What Software Engineering has taught me about life
I think the first sentence in this post should be – straightforwardly – the first point of this “life skills” list ! I don’t see any reason for intros in such post, as everyone reading this will relate regardless of their knowledge or expertise level. Software Engineering is a craft beyond tech, science or maths, it relies on, and shapes, the human skills. Here are my most impactful life skills – personal skills ? whatever you wanna call them ! it’s “those” skills that are not skills but more gifts and innate, but they are skills still.. ! – which being a software development fun then professional taught me.
Breathe, everything is ” figureoutable “
Self control especially when in trouble.
Having to write code on a daily basis with a highly likely error chance, or manipulating critical data where the least mistake would impact real people using your system, sometimes hundreds of thousands of them, or, communicating with a critical client or stakeholder where what you choose might be life changing for your team, your users, or even yourself, is no joke. It is as well VERY error-prone. Being a software programmer writing code, then a software engineer designing systems, I have always and daily been on either a situation of fixing problems/errors or mistakingly creating problems/errors and fixing them. This software engineering nature of accepting mistakes, issues, and difficult situations, to happily approach them with a strategy and get them fixed, became a second-nature of mine.
Now in a sudden or recurring normal-life “difficult” situation, I wouldn’t be surprised, wouldn’t get frustrated, and would choose the logic and strategy path over the emotions and irrationality path. I accredit much of this to my profession.
Before passing to the next point, it’s worth mentioning that being (or becoming) a “problem welcomer” then a problem solver thanks to practicing software engineering as a profession leads to a mindset of “results, what are the results here?”. Becoming very – or naturally – results oriented is another skill you’d get out of your job and in to your life.
Ain’t going nowhere until I solve this
Perseverance.
In general, having self control requires practice, which means requires perseverance. In the context of our talk here, if the first life skill I learnt from software engineering is self control especially when making a mistake or when facing a problem, then the immediate second skills as a result would be perseverance. Having to be “cool” fixing errors and critical issues, overcoming the obvious many blockers in a project or dealing with sensitive data or systems is one of the thousand ways software engineering is teaching me perseverance every day. Another way is when I have to learn or relearn a skill, a framework or a technology. Having to update my skills, learn a new technology or framework every now and then is one the best things I love about being in IT. Learning from scratch requires perseverance.
In my personal life I find my self always up to “trying again” sometimes even more that I should be “trying again”. A certainty that “obviously the solution/what I want is there” and it’s just a matter of digging deeper is now a second nature to me. I accredit much of this to my profession.
I can (do) learn it all
Being able to (re)learn is the real wealth.
As I mentioned in the previous points, software engineering made me better in solving/managing issues and problems, and as a result it taught me more than I knew about perseverance and persistence. And as an example of how I learnt perseverance through my profession I wrote about having to learn things from scratch VERY often. Having to learn new skills and technologies and having to keep up with the tech trends is the basis of software engineering. I generally am not a fun of degrees and universities (you can see that very clearly through my previous posts 🤷♀️), but I have always been watching my college mates and I noticed that SOME of the top performing in college exams are also the best learners because they adapt a strategic way to learning new things regardless of it being a new language or cooking a new dish! The same goes for when you quit or graduate college to a profession that gets you to be learning something you don’t know everyday. With time you become a “master learner” and it becomes a second nature to say ” I can learn it ” instead of ” I don’t know it”.

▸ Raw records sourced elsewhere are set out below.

PR #9361, opened 2021-07-11
Fixup localization verification

### LINKED ISSUE #9273: Repair Translation Check

mstv:
Fixes #9273

## Proposed changes

- Restore the working loc verification from 8da72f42cf02b377fbdb9ccccf1747f1b3f53e46
- Stage all files which have been modified by the build process, a.o. by `set_version_to.py`

## Test methodology 

- CI build

## Test environment(s) 

- AppVeyor

----

### DIFF
--- a/appveyor.yml
+++ b/appveyor.yml
@@ -54,10 +54,15 @@ build_script:
     dotnet build -c Release --verbosity q --nologo /bl:.\artifacts\log\build.binlog /p:ContinuousIntegrationBuild=true
     if ($LastExitCode -ne 0) { $host.SetShouldExit($LastExitCode) }
 - ps: |
-    # if we have reset above we need to reset English xlfs, otherwise the loc verification step will fail
+    # if we have reset above, we need to restore the merge commit, otherwise the loc verification step will fail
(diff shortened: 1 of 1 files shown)


RussKie:
I've been thinking overnight - we want to build with the has of the original PR. So perhaps we want to run the loc check first, and only if it passes perform soft reset and build. This way we don't need to do gymnastics of resetting back, etc.
What do you think?

mstv:
It is not about resetting but about having committed the `.xlf` files, which have been merged with the master.

Building twice is also gymnastics and will take too much time IMO.

So rather make the script which injects the git info, aware of the CI build and override the hash with the `APPVEYOR_PULL_REQUEST_HEAD_COMMIT`.

RussKie (approved):

RussKie:
It is working, though is giving strange output
image

mstv:
> It is working, though is giving strange output

That's why I must reset `LASTEXITCODE`.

Currently if I face a certain situation or if I need a certain thing, I tend to think of the things I can learn faster/easier/etc more than thinking of the things t I already know/do not know. I accredit much of this to my profession.
If else then as a lifestyle
Analytical Thinking.
This is one of the most obvious things being an excellent software engineering professional will add to your personality and personal life: having much better analytical thinking skills. Being able to correctly break down a problem or a task into components or smaller treatable “parts”, being able to evaluate the inputs you have against the output you need, having an ability to see patterns, and, always finding and starting from or getting back to the root cause is what every excellent software engineering master does. And to master such skills you should have some of it already in you, and, you should go through enough experience to have it in you even further. In both ways, once you become the software engineer with high levels at skills such as those listed above, you will certainly become a much better thinker in personal life. It will transform you into someone who steps back, thinks, searches, thinks again then decides.
Without having to be an experienced software engineer or a master of analytical thinking skills in the professional context, being a software programmer and only writing blocks of solid, responsible and clean code enhances your analytical abilities and tremendously impacts your personal life and behaviours.
These were the major life lessons (or personality traits, or maybe behaviours? naming differs but the meaning is one) that software engineering have taught throughout these last 6 years I’ve been writing professional software. Let me know in comments what are the lessons you got out of being a software engineer. I’d be happy to read your stories, questions or suggestions.